Pushed the subclassing far enough to be useful. More is needed, but

I need a break.

lib/python/Products/ZCTextIndex/BaseIndex.py

@@ -51,6 +51,19 @@ class BaseIndex(Persistent):
     def __init__(self, lexicon):
         self._lexicon = lexicon
 
+        # wid -> {docid -> weight}; t -> D -> w(D, t)
+        # Different indexers have different notions of term weight, but we
+        # expect all indexers to use ._wordinfo to map wids to its notion
+        # of a docid-to-weight map.
+        # There are two kinds of OOV words:  wid 0 is explicitly OOV,
+        # and it's possible that the lexicon will return a non-zero wid
+        # for a word *we've* never seen (e.g., lexicons can be shared
+        # across indices, and a query can contain a word some other
+        # index knows about but we don't).  A word is in-vocabulary for
+        # this index if and only if _wordinfo.has_key(wid).  Note that
+        # wid 0 most not be a key in _wordinfo.
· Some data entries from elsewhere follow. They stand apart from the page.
PR #3764, opened 2024-04-18
[CALCITE-6169] EnumUtils.convert does not implement the correct SQL cast semantics

mihaibudiu:
This is a piece of https://github.com/apache/calcite/pull/3589 which only contains the fix to CALCITE-6169
This also fixes CALCITE-6366
The main part of the fix is implementing Expressions.convertChecked.
There was a recent implementation of this method, but we replace it in the generated Java code with a call to Primitive.numberValue, which covers more cases than the existing implementation.

### DIFF
--- a/core/src/main/java/org/apache/calcite/adapter/enumerable/EnumUtils.java
+++ b/core/src/main/java/org/apache/calcite/adapter/enumerable/EnumUtils.java
@@ -69,6 +69,7 @@ import java.lang.reflect.Method;
 import java.lang.reflect.Modifier;
 import java.lang.reflect.Type;
 import java.math.BigDecimal;
+import java.math.RoundingMode;
 import java.sql.Date;
 import java.sql.Time;
 import java.sql.Timestamp;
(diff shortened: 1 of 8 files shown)


mihaibudiu:
It would be nice to get a review on this PR, this is part of a long series of fixes to the implementation of type conversions in Calcite.

core/src/main/java/org/apache/calcite/adapter/enumerable/EnumUtils.java
```diff
@@ -481,10 +482,23 @@ public static Expression convert(Expression operand, Type fromType,
...
             operand, toPrimitive.getPrimitiveClass());
       }
-      if (fromNumber || fromBox == Primitive.CHAR) {
+      if (fromType == BigDecimal.class && toPrimitive.isFixedNumeric()) {
+        // Conversion from decimal to an exact type
+        ConstantExpression zero = Expressions.constant(0);
+        // Elsewhere Calcite uses this rounding mode implicitly, so we have to be consistent.
+        // E.g., this is the rounding mode used by BigDecimal.longValue().
+        Expression rounding = Expressions.constant(RoundingMode.DOWN);
+        // rounded = operand.setScale(0, RoundingMode.DOWN);
```
NobiGo, line 497: Keep consistent with other comment, Maybe should start with 
```
// Generate
```

core/src/main/java/org/apache/calcite/sql/SqlNumericLiteral.java
```diff
@@ -99,15 +99,22 @@ public boolean isExact() {
...
-        SqlTypeName result;
-        long l = bd.longValue();
-        if ((l >= Integer.MIN_VALUE) && (l <= Integer.MAX_VALUE)) {
-          result = SqlTypeName.INTEGER;
-        } else {
-          result = SqlTypeName.BIGINT;
+        try {
+          BigDecimal bd = getValueNonNull();
+          SqlTypeName result;
+          // Will throw if the number cannot
```
NobiGo, line 105: Maybe here does not need a break.

core/src/main/java/org/apache/calcite/sql/SqlNumericLiteral.java
```diff
@@ -99,15 +99,22 @@ public boolean isExact() {
...
+          long l = bd.longValue();
+          if ((l >= Integer.MIN_VALUE) && (l <= Integer.MAX_VALUE)) {
+            result = SqlTypeName.INTEGER;
+          } else {
+            result = SqlTypeName.BIGINT;
+          }
+          return typeFactory.createSqlType(result);
+        } catch (ArithmeticException ex) {
+          // This indicates that the value does
+          // not fit in any integer type.  Fallback to DECIMAL.
```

+        self._wordinfo = IOBTree()
+
         # docid -> WidCode'd list of wids
         # Used for un-indexing, and for phrase search.
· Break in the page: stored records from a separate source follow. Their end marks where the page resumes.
PR #3766, opened 2024-04-19
[CALCITE-6361] Uncollect.deriveUncollectRowType throws AssertionFailure if the input …

mihaibudiu:
…data is not a collection


mihaibudiu:
This is a tiny PR which fixes a crash, should be easy to review.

         self._docwords = IOBTree()
@@ -63,27 +76,13 @@ class BaseIndex(Persistent):
         """Returns the wordids for a given docid"""
         return WidCode.decode(self._docwords[docid])
 
+    # Subclass must override.
     def index_doc(self, docid, text):
-        wids = self._lexicon.sourceToWordIds(text)
-        self._doclen[docid] = len(wids)
-        self._totaldoclen += len(wids)
-
-        wid2count = self._get_frequencies(wids)
-        for wid, count in wid2count.items():
-            self._add_wordinfo(wid, count, docid)
-
-        self._docwords[docid] = WidCode.encode(wids)
-        return len(wids)
+        raise NotImplementedError
 
+    # Subclass must override.
     def unindex_doc(self, docid):
-        for wid in WidCode.decode(self._docwords[docid]):
-            self._del_wordinfo(wid, docid)
-
-        del self._docwords[docid]
-
-        count = self._doclen[docid]
-        del self._doclen[docid]
-        self._totaldoclen -= count
+        raise NotImplementedError
 
     def search(self, term):
         wids = self._lexicon.termToWordIds(term)
@@ -117,52 +116,13 @@ class BaseIndex(Persistent):
     def _remove_oov_wids(self, wids):
         return filter(self._wordinfo.has_key, wids)
 
+    # Subclass must override.
     # The workhorse.  Return a list of (IIBucket, weight) pairs, one pair
     # for each wid t in wids.  The IIBucket, times the weight, maps D to
-    # TF(D,t) * IDF(t) for every docid D containing t.
-    # As currently written, the weights are always 1, and the IIBucket maps
-    # D to TF(D,t)*IDF(t) directly, where the product is computed as a float
-    # but stored as a scaled_int.
+    # TF(D,t) * IDF(t) for every docid D containing t.  wids must not
+    # contain any OOV words.
     def _search_wids(self, wids):
-        if not wids:
-            return []
-        N = float(len(self._doclen))  # total # of docs
-        meandoclen = self._totaldoclen / N
-        K1 = self.K1
-        B = self.B
-        K1_plus1 = K1 + 1.0
-        B_from1 = 1.0 - B
-
-        #                           f(D, t) * (k1 + 1)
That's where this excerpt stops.